#### TO DO
Say how many lines in the records include the string "billdenney", adding no other words.

─── RECORDS FOR THIS TASK

PR #123, opened 2022-03-15
Better errors 120

### LINKED ISSUE #120: And a related request:  If reasonable, when there is a parsing error like this, give a clearer error message by printing out `x`?  I think that this would occur by trapping all errors from parsing and printing the most relevant part of the parse when the error occurs.
And a related request:  If reasonable, when there is a parsing error like this, give a clearer error message by printing out `x`?  I think that this would occur by trapping all errors from parsing and printing the most relevant part of the parse when the error occurs.

_Originally posted by @billdenney in https://github.com/nlmixr2/rxode2/issues/119#issuecomment-1067347532_

mattfidler:
Close #120

### DIFF
--- a/R/mu.R
+++ b/R/mu.R
@@ -911,11 +911,12 @@
   .checkForInfiniteOrNaParameters(.env)
   .checkForAtLeastOneEstimatedOrModeledParameterPerEndpoint(.env)
   if (.env$hasErrors) {
-    .errMsg <- paste0(cli::col_blue("\nmodel"), "({}) errors:\n",
+    .errMsg <- paste0(crayon::bold$blue("\nmodel"), "({}) errors:\n",
                       paste(vapply(seq_along(.env$lstExpr),
                                    function(i){
-                                     sprintf("%s\033[1m:%03d:\033[0m %s",
-                                             ifelse(is.null(.env$lstErr[[i]]), "", sprintf("\033[1m%s\033[0m\n", .env$lstErr[[i]])),
+                                     sprintf(paste0("%s", crayon::bold("%03d:"), " %s"),
+                                             ifelse(is.null(.env$lstErr[[i]]), "",
+                                                    sprintf(paste0(crayon::bold("%s"), "\n"), .env$lstErr[[i]])),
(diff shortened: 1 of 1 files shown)


mattfidler:
``` r
library(rxode2)
#> rxode2 1.0.0 using 4 threads (see ?getRxThreads)
pheno2 <- function() {
  ini({
    tcl <- log(0.008) # typical value of clearance
    tv <-  log(0.6)   # typical value of volume
    ## var(eta.cl)
    eta.cl + eta.v ~ c(1, 
                       0.01, 1) ## cov(eta.cl, eta.v), var(eta.v)
    # interindividual variability on clearance and volume
    add.err <- 0.1    # residual variability
  })
  model({
    cl <- exp(+tcl + eta.cl) # individual value of clearance
    v <- exp(tv + eta.v)    # individual value of volume
    ke <- cl / v            # elimination rate constant
    d/dt(A1) = - ke * A1    # model differential equation
    cp = A1 / v             # concentration in plasma
    cp ~ add(add.err)  # define error model
  })
}

rxode2(pheno2)
#> ℹ parameter labels from comments will be replaced by 'label()'
#> 
#> model({}) errors:
#> mu-ref err: subscript out of bounds
#> 001: cl <- exp(+tcl + eta.cl)
#> 002: v <- exp(tv + eta.v)
#> 003: ke <- cl/v
#> 004: d/dt(A1) = -ke * A1
#> 005: cp = A1/v
#> 006: cp ~ add(add.err)
#> Error: syntax/parsing errors, see above
```

<sup>Created on 2022-03-14 by the [reprex package](https://reprex.tidyverse.org) (v2.0.0)</sup>

mattfidler:
@billdenney 

This may not be exactly what you want, but without more specific information this is likely the best that we can do...

This cannot exactly be tested easily either.  

However, it will give the line where the error occurs to help in the debugging process

billdenney:
Thanks for the fix.  I have an idea for the future about how to increase the precision of the location.  That is for another day (and yes, it's hard to test because we would have to find parse errors that aren't caught before.)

──────

#### EXPECTED ANSWER
3